**Required action**. The expected output is each line in the data below that includes the string "paths".
-*-
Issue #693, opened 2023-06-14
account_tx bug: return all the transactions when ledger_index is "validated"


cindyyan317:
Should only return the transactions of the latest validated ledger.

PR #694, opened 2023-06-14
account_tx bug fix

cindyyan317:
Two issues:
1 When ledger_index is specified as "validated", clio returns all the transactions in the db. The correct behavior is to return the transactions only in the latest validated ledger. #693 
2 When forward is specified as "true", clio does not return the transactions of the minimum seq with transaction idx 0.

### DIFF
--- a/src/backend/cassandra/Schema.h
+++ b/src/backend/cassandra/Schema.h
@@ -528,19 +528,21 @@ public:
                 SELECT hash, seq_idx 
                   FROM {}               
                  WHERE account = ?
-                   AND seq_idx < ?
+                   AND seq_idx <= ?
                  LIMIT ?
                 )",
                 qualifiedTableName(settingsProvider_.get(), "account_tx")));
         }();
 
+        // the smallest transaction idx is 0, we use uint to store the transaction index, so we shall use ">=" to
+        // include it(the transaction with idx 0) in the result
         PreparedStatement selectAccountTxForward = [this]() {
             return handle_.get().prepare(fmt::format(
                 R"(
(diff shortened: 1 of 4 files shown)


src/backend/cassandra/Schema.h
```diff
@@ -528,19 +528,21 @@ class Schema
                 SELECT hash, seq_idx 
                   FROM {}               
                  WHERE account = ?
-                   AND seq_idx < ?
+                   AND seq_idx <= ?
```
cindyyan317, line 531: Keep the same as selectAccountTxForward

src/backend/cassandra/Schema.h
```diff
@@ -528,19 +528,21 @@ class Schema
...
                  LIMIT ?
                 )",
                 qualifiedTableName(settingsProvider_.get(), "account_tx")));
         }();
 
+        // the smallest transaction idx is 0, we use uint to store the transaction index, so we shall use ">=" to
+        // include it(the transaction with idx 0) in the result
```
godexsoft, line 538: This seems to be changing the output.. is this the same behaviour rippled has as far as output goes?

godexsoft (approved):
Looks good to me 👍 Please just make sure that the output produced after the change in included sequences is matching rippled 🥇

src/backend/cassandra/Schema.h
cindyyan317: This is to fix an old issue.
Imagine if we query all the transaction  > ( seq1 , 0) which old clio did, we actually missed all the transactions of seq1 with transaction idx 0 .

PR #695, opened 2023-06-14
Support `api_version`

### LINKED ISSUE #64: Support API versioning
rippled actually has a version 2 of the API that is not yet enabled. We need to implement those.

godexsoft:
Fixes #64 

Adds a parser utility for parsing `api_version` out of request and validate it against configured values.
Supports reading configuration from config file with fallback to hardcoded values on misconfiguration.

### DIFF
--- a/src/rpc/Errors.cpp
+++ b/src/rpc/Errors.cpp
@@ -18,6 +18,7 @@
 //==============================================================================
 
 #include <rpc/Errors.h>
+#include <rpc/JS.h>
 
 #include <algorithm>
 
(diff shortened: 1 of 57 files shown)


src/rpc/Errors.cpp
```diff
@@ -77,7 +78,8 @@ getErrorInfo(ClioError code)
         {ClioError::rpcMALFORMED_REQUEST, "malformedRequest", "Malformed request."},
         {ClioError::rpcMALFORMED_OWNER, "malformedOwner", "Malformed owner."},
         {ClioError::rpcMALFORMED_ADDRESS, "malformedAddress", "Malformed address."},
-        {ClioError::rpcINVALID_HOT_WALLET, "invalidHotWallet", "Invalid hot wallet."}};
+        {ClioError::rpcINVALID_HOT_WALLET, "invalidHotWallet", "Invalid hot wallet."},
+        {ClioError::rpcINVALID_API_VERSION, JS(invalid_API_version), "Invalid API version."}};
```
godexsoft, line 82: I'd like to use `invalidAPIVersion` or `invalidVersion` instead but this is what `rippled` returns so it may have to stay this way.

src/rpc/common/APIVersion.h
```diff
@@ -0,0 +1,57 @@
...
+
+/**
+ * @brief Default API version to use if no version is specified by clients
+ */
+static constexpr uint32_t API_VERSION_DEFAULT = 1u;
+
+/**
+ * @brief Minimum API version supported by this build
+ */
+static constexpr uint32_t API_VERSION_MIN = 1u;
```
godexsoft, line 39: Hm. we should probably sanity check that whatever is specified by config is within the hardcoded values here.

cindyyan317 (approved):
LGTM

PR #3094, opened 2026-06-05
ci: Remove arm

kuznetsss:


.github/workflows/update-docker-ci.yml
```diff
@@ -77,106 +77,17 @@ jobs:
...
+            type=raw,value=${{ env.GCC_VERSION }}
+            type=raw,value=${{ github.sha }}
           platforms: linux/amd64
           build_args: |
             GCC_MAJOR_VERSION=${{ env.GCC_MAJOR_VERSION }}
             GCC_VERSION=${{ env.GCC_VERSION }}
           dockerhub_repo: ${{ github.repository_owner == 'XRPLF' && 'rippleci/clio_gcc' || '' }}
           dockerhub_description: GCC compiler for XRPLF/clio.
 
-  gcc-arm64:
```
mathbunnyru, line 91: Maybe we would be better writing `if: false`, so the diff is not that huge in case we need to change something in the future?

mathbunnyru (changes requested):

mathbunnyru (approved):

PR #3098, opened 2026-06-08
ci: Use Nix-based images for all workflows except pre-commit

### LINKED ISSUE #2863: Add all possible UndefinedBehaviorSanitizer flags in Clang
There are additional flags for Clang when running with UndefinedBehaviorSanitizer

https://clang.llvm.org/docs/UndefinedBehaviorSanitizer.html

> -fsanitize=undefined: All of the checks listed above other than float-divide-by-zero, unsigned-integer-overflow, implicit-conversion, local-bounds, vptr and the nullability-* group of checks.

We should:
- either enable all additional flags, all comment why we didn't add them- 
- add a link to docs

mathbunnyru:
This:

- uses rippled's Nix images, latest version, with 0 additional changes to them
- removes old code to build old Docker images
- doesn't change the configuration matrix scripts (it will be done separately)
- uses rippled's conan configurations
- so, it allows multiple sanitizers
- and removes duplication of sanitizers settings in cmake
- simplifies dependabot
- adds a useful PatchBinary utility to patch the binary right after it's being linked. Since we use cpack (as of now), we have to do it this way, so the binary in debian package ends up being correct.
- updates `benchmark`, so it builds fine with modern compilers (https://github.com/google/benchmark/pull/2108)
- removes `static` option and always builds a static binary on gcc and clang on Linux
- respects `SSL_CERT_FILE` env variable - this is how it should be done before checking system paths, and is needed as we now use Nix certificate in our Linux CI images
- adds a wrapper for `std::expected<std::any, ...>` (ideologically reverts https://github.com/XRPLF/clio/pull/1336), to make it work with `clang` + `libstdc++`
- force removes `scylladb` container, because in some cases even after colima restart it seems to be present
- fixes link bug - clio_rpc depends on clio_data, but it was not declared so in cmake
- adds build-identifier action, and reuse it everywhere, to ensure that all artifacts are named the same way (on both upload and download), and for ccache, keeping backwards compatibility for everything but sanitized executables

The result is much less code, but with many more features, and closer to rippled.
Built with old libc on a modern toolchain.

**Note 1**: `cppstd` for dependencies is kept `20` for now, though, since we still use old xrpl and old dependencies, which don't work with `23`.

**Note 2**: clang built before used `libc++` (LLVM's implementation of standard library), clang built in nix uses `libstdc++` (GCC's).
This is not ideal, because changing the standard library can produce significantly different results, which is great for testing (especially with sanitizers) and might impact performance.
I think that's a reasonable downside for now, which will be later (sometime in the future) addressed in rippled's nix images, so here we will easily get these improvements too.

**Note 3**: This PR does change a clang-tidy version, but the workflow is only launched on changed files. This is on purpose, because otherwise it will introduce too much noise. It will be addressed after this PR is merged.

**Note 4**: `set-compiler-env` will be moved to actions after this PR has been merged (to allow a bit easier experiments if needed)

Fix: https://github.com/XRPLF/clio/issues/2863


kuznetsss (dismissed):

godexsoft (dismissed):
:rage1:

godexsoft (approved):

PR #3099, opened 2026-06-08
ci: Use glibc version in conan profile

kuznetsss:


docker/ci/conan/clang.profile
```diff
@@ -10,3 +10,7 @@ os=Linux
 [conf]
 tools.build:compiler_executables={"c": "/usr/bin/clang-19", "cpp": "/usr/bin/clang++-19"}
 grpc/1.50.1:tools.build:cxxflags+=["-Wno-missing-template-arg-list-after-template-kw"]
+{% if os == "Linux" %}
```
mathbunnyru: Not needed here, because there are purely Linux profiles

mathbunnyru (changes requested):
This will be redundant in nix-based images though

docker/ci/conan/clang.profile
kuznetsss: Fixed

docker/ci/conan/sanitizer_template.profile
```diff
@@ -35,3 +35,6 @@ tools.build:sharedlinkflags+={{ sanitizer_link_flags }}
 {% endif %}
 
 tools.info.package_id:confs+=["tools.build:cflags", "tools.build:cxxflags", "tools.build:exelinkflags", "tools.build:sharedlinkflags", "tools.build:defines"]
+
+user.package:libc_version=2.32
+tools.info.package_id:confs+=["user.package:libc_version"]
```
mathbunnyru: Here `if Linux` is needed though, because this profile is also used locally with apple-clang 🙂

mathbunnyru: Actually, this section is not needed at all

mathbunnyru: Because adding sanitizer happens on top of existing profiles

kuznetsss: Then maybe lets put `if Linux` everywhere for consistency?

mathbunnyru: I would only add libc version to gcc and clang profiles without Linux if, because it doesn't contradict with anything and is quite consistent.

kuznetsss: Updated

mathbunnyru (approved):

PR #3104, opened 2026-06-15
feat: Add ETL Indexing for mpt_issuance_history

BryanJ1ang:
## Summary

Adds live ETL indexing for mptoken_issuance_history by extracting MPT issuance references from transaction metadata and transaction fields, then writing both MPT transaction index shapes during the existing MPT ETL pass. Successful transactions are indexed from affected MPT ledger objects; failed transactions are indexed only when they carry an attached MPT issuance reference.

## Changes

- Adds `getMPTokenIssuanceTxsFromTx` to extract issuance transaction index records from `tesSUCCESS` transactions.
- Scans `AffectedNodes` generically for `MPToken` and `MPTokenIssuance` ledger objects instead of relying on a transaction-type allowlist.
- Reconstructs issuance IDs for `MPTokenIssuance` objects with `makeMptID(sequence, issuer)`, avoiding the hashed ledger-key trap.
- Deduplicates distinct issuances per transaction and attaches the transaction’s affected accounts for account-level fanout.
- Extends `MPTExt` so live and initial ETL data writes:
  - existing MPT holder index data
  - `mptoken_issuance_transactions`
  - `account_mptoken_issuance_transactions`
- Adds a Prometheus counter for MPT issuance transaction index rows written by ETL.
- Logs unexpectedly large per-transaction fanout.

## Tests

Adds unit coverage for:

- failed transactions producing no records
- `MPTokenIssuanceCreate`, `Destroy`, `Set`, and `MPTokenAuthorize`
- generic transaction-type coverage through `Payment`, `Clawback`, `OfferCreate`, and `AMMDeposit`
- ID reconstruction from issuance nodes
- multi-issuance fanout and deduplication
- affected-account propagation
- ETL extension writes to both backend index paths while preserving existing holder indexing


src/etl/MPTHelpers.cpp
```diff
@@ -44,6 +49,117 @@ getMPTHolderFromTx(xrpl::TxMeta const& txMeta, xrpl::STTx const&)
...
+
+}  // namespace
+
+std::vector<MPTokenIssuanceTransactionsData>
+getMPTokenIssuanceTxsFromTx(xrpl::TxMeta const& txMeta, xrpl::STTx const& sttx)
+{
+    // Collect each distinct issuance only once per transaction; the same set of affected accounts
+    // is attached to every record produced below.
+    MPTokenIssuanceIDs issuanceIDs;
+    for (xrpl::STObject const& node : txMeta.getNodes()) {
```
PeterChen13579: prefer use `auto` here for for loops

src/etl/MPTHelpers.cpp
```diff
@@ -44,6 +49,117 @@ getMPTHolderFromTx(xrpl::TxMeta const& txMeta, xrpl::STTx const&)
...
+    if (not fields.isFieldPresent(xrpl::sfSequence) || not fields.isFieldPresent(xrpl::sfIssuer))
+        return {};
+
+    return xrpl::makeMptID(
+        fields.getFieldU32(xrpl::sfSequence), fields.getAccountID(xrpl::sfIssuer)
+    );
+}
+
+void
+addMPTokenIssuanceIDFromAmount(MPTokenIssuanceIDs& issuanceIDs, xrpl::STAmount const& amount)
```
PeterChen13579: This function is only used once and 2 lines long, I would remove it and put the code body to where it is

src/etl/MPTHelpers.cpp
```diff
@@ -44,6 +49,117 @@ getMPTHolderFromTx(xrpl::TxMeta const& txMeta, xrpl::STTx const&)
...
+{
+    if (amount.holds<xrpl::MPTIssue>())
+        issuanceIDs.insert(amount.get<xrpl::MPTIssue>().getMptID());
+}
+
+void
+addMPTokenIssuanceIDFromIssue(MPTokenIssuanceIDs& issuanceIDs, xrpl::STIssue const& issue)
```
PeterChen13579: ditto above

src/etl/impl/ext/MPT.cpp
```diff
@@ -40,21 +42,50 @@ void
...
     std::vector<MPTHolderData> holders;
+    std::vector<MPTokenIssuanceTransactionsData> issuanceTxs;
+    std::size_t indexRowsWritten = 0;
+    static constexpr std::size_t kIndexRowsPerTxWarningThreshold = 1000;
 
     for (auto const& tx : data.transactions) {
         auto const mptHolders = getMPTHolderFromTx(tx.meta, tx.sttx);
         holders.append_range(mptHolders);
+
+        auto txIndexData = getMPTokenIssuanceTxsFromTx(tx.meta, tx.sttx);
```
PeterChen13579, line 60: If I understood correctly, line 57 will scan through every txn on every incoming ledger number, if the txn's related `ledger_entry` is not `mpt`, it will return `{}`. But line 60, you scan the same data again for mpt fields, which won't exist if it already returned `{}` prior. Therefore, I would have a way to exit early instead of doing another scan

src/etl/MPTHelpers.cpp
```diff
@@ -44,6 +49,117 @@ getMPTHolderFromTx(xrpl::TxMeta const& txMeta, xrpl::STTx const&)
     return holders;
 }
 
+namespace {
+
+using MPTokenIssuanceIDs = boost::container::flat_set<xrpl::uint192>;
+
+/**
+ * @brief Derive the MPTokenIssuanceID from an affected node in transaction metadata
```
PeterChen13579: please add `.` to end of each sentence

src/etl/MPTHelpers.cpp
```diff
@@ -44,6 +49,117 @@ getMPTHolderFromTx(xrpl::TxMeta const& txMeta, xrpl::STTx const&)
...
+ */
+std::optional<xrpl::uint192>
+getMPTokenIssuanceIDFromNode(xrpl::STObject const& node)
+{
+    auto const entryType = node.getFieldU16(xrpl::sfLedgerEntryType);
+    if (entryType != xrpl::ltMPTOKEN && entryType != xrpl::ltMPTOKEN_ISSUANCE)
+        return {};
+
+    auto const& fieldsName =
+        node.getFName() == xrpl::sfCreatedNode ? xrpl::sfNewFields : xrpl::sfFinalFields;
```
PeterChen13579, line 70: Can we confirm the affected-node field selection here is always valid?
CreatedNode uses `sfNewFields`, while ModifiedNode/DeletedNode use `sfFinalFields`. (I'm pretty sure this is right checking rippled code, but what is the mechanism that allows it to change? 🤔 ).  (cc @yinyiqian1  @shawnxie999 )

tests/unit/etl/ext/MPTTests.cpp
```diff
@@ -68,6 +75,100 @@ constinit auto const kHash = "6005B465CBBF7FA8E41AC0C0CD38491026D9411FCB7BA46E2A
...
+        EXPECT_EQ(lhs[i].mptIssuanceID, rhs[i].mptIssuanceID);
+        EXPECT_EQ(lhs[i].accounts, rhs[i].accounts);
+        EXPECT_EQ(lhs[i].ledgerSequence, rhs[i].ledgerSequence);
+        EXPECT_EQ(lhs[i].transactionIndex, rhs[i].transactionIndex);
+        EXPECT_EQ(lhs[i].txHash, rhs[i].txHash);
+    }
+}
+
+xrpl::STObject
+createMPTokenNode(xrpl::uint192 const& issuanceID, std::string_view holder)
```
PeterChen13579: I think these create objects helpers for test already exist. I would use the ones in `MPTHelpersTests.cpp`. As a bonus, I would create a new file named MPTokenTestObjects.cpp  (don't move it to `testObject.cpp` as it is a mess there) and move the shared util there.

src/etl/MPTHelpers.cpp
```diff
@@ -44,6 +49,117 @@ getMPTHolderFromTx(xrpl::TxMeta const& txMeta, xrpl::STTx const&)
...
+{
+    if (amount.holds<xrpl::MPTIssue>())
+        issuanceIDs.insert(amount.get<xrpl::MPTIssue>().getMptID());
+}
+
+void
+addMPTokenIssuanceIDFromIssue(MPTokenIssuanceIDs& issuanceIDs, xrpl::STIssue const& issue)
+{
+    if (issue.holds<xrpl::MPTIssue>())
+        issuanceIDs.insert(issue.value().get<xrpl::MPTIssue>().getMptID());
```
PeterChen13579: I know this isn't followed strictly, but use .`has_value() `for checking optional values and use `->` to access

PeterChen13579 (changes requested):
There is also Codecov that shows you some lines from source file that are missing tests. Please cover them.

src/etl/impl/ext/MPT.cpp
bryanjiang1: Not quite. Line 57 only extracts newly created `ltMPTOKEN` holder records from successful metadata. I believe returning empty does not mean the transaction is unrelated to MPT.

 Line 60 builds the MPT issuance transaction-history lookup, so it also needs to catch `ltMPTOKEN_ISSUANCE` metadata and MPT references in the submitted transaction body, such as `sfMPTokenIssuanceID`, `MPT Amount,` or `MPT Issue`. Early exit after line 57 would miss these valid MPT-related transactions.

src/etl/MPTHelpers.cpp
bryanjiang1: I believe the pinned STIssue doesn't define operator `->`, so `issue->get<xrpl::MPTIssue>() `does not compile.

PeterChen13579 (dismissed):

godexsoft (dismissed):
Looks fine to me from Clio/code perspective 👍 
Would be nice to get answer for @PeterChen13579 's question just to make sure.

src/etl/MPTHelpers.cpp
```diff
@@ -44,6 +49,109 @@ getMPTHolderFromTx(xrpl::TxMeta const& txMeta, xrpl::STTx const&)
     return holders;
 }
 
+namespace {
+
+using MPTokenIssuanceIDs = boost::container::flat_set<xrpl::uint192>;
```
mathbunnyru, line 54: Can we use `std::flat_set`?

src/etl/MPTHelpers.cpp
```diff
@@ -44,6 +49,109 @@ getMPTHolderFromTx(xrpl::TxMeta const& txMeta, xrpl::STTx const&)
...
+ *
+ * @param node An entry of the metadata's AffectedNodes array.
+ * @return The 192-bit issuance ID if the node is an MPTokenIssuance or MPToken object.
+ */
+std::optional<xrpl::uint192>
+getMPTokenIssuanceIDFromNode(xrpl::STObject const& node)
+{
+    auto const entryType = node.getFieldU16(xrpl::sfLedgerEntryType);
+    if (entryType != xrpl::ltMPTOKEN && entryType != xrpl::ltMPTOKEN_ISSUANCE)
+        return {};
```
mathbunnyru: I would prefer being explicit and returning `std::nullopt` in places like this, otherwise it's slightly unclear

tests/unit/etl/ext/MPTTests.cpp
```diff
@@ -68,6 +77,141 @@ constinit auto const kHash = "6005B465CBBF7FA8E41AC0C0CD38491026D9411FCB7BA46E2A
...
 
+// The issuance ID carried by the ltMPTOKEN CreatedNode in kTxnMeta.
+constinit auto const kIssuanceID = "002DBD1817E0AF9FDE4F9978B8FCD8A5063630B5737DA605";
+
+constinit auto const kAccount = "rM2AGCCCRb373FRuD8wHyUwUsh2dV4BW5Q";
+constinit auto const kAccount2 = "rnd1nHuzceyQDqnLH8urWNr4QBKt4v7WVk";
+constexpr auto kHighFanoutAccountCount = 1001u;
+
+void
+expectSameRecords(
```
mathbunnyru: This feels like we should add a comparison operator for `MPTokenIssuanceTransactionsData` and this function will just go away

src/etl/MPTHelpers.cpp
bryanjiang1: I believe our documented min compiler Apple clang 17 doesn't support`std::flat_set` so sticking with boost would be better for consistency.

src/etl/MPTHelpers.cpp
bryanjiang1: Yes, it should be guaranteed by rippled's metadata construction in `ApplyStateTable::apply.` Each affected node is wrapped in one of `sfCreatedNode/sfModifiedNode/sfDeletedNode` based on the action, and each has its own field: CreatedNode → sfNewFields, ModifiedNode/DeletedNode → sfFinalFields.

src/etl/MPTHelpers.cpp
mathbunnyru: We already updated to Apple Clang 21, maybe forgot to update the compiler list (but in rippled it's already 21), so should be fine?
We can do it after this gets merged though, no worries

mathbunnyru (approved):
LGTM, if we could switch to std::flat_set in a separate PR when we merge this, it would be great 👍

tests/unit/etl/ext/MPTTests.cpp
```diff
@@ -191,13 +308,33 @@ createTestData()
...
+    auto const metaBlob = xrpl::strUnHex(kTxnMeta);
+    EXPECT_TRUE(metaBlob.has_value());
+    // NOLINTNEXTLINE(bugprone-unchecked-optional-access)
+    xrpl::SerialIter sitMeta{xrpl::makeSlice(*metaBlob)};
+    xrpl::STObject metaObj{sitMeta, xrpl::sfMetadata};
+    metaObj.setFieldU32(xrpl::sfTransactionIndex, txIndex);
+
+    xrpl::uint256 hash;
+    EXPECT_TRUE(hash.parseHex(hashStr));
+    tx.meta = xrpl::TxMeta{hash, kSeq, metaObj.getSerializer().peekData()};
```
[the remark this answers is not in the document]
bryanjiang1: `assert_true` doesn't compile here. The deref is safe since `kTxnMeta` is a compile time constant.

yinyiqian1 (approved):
-*-
**Reply**.
- respects `SSL_CERT_FILE` env variable - this is how it should be done before checking system paths, and is needed as we now use Nix certificate in our Linux CI images
- ETL extension writes to both backend index paths while preserving existing holder indexing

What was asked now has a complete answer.